Let me move from the procedural, so to speak, to the substantive. I deal not with the illustrations which Partridge has chosen but rather with the text of the book itself. For example, he writes: 'The omission of this comma would not only create ambiguity, it would positively falsify the intended meaning.' Let us forget about the 'this comma' to which Partridge is referring and concentrate on the comma which he actually uses, the one after 'ambiguity'. Right or wrong? I say wrong. One of three stops would have been permissible after 'ambiguity': a colon, a semi-colon or a full stop. The comma here is semi-literate. If he did not want to complicate the sentence with too much punctuation he had two choices: either to delete the comma, it' and 'would' and substitute 'but'; or, more clumsily, to place the first 'would' after 'not only' and substitute 'but' for the comma and 'it'.

Again, Partridge writes: 'If anyone objects, But that is a matter of style, not a matter of education.' Not putting inverted commas around something which is not a true quotation, but beginning it instead with a capital letter, is defensible and often sensible, as in `If anyone asks: What about the workers?' Another example is to be found at the end of the second paragraph of this review. However, the practice is not fully accepted even today. The text of a work on punctuation should, I think, err on the side of conservatism. But most writers on grammar, syntax, punctuation and usage tend to confuse the functions of proselytiser and guide. Partridge is no exception.

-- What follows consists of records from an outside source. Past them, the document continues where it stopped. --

PR #537, opened 2023-03-28
Fix conflict with number of lines after imports between yapf and ruff

stefsmeets:
I noticed yapf and ruff have an incompatibility in the number of blank lines after imports. This PR configures yapf to add 2 lines after the imports so that it is compatible with ruff (and our previous isort config).


cwmeijer (approved):
Looks great. All checks pass. That's all you need for this PR I suppose. Sorry to have kept you waiting for this.

PR #591, opened 2023-05-12
569 multivariate timeseries visualization

cwmeijer:
Adds multivariate support to the timeseries visualization:

image

### DIFF
--- a/dianna/visualization/timeseries.py
+++ b/dianna/visualization/timeseries.py
@@ -1,7 +1,9 @@
 from typing import Any
 from typing import Dict
+from typing import Iterable
 from typing import List
 from typing import Optional
+from typing import Union
 import matplotlib.pyplot as plt
 import numpy as np
 from matplotlib import cm
@@ -11,8 +13,8 @@ def plot_timeseries(
     x: np.ndarray,
     y: np.ndarray,
     segments: List[Dict[str, Any]],
-    xlabel: str = 'x',
-    ylabel: str = 'y',
+    x_label: str = 'x',
+    y_label: Union[str, Iterable[str]] = None,
     cmap: Optional[str] = None,
     show_plot: bool = False,
     output_filename: Optional[str] = None,
@@ -28,8 +30,8 @@ def plot_timeseries(
             'weight'. Here, `index` is the index of the segment of feature,
             `start` and `end` determine the location of the
             segment, and `weight` determines the color.
-        xlabel (str, optional): Label for the x-axis
-        ylabel (str, optional): Label for the y-axis
+        x_label (str, optional): Label for the x-axis
+        y_label (str, optional): Label for the y-axis
         cmap (str, optional): Matplotlib colormap
         show_plot (bool, optional): Shows plot if true (for testing or writing
             plots to disk instead).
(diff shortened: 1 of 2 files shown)


elboyran:
@loostrum do you have a chance to review this?

dianna/visualization/timeseries.py
```diff
@@ -11,13 +13,12 @@ def plot_timeseries(
...
+    y_label: Union[str, Iterable[str]] = None,
     cmap: Optional[str] = None,
     show_plot: bool = False,
     output_filename: Optional[str] = None,
-    ax: Optional[plt.Axes] = None,
-) -> plt.Axes:
+) -> plt.Figure:
     """Plot timeseries with segments highlighted.
 
     Args:
```
stefsmeets, line 24: I think it is worth spelling out the expected shapes for the monovariabe/multivariate data here. This function expects channels to be on the first dimension. This may not be obvious to someone used to working with columnar data like myself, who will expect channels to be on the 2nd dimension.

stefsmeets (changes requested):
I'm not entirely happy with this PR.

1. The docstring for `plot_timeseries` does not entirely cover the functionality. Could you update it to make it more clear how the function works with multivariate data?

2. The interface is not the same as before for monovariate data. To me it was not directly obvious what changes I needed to make to get it to work. I had to fiddle with x and y, and adjust the segments to get it to work. Better documentation and checks to make it clear what is wrong would help.

That said, I'm thinking that it may be worth to consider splitting plot_timeseries into `plot_timeseries` and `plot_timeseries_multi` to keep the API clear. To me, this function is not intuitive at the moment. Part of the reason is also having to define segments each time to call it, this could be integrated into the `explain_timeseries` function. Not to be addressed in this PR, but definitely something to follow up on.

4. Can you also have another look at the notebooks? The notebooks break whenever the `plot_timeseries` function is called on my end:

`ValueError: x and y must have same first dimension, but have shapes (28,) and (1,)`

I think either the segments are not correctly defined or the shape of the input data is not right.

tests/test_visualization.py
```diff
@@ -1,18 +1,64 @@
...
+    x = np.linspace(start=0, stop=10, num=20)
+    y = np.stack((np.sin(x), np.cos(x), np.tan(0.4 * x)))
+    segments = get_test_segments(data=y)
+    output_path = Path(tmpdir) / 'temp_visualization_test_multivariate.png'
+
+    plot_timeseries(x=x,
+                    y=y,
+                    segments=segments,
+                    show_plot=False,
+                    output_filename=output_path)
```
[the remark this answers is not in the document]
cwmeijer: Updated the variable name. Left the Path() /  construction because I like it better although it's almost the same.

dianna/visualization/timeseries.py
```diff
@@ -28,46 +29,73 @@ def plot_timeseries(
             'weight'. Here, `index` is the index of the segment of feature,
```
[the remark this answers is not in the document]
cwmeijer: included

dianna/visualization/timeseries.py
cwmeijer: I added it in the docstring for y

tests/test_common_usage.py
```diff
@@ -6,7 +6,7 @@
 
 def test_common_RISE_image_pipeline():  # noqa: N802 ignore case
     """No errors thrown while creating a relevance map and visualizing it."""
-    input_image = np.random.random((5, 5, 3))
+    input_image = np.random.random((224, 224, 3))
```
stefsmeets, line 9: This would be a regression from https://github.com/dianna-ai/dianna/pull/606 which we merged yesterday :-)

```suggestion
    input_image = np.random.random((5, 5, 3))
```

stefsmeets (approved):
Nice work, looks good to me!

He also writes about 'material that is much more complex than all pupils, most students, and many scholars, writers, jour nalists realise'. There is a disease from which even practised writers are not immune. It is an inclination to cut out what are thought to be unnecessary 'ands'. Take the above clause. It can be divided either into two, with 'pupils' and 'students' distinguished from 'scholars', 'writers' and `journalists'; or into three, with 'all', 'most' and 'many' as the governing structural words. Either way Partridge has got his construction wrong. ,Under the first interpretation it should go: 'all pupils and most students, and many scholars, writers and journalists'. Under the second interpretation it should go: 'all pupils, most students, and many scholars, writers and journalists.'

I am also highly dubious about whether the semi-colon can properly be used to introduce enumerations or lists; the colon or the dash is surely preferable. Partridge further makes what I think is a wholly misguided attempt to revive the interpolative use of the colon and the semi-colon, as used in eighteenth-century prose to break up sentences. An example he cites (not from the eighteenth century) is: 'He was: as all men know: a rascal.' I am glad that such bizarre punctuation has not caught on. Moreover, Partridge does not fully understand that paragraphing is basically typographical rather than literary. The words in this review would be no different if they were appearing in the Observer: but the paragraphs would be shorter. People who are interested in this kind of thing, of whom I am one, will want to acquire this book, if they do not possess it already. But I do not recommend it as a reliable guide.